AVAILABLE DATA below:

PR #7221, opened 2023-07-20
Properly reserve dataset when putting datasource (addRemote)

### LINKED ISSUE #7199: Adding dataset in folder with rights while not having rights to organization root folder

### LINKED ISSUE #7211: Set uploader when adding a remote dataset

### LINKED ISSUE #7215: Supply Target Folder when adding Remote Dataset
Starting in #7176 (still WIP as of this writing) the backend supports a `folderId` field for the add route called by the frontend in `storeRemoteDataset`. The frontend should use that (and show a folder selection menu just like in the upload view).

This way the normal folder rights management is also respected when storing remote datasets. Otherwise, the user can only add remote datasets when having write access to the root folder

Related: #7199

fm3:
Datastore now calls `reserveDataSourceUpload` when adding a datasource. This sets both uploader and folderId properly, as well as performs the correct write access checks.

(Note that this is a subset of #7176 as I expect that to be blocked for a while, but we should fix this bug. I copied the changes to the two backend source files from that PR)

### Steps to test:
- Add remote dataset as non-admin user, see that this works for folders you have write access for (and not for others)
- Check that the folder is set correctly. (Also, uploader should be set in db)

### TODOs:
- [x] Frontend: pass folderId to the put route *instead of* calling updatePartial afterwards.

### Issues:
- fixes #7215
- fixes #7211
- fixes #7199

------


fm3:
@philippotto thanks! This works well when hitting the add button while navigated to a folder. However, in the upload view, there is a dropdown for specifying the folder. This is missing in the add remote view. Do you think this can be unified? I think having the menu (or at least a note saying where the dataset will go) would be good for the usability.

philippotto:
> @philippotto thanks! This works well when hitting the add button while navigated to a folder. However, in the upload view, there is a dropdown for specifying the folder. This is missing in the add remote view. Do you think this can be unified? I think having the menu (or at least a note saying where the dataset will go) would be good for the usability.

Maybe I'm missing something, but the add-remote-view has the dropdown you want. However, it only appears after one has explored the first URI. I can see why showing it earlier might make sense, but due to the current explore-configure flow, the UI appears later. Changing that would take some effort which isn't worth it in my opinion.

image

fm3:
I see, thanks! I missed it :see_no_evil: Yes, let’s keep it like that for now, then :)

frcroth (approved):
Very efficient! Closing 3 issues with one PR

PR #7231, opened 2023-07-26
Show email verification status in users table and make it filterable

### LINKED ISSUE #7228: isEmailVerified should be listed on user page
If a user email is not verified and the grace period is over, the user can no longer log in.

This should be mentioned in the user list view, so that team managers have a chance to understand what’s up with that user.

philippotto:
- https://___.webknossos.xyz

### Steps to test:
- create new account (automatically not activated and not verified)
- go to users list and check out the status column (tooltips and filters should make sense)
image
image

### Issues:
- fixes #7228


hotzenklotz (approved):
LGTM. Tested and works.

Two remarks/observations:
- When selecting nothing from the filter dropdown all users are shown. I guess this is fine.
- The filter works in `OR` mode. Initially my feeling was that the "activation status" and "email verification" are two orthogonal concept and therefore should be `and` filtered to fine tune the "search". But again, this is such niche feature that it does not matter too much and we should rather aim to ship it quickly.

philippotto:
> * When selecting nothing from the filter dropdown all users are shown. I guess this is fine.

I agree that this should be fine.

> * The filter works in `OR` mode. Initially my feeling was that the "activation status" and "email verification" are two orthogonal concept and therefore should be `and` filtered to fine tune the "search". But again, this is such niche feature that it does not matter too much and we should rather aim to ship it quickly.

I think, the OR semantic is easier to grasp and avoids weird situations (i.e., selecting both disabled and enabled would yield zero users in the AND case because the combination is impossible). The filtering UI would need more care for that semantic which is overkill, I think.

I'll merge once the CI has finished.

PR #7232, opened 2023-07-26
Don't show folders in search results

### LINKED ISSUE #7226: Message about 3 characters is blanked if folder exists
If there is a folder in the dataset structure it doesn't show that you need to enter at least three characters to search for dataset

End of AVAILABLE DATA.

### INSTRUCTIONS TO FOLLOW
Gather up, from the records above, each line where the word "status" appears.

### FINAL ANSWER
Show email verification status in users table and make it filterable
- go to users list and check out the status column (tooltips and filters should make sense)
- The filter works in `OR` mode. Initially my feeling was that the "activation status" and "email verification" are two orthogonal concept and therefore should be `and` filtered to fine tune the "search". But again, this is such niche feature that it does not matter too much and we should rather aim to ship it quickly.
> * The filter works in `OR` mode. Initially my feeling was that the "activation status" and "email verification" are two orthogonal concept and therefore should be `and` filtered to fine tune the "search". But again, this is such niche feature that it does not matter too much and we should rather aim to ship it quickly.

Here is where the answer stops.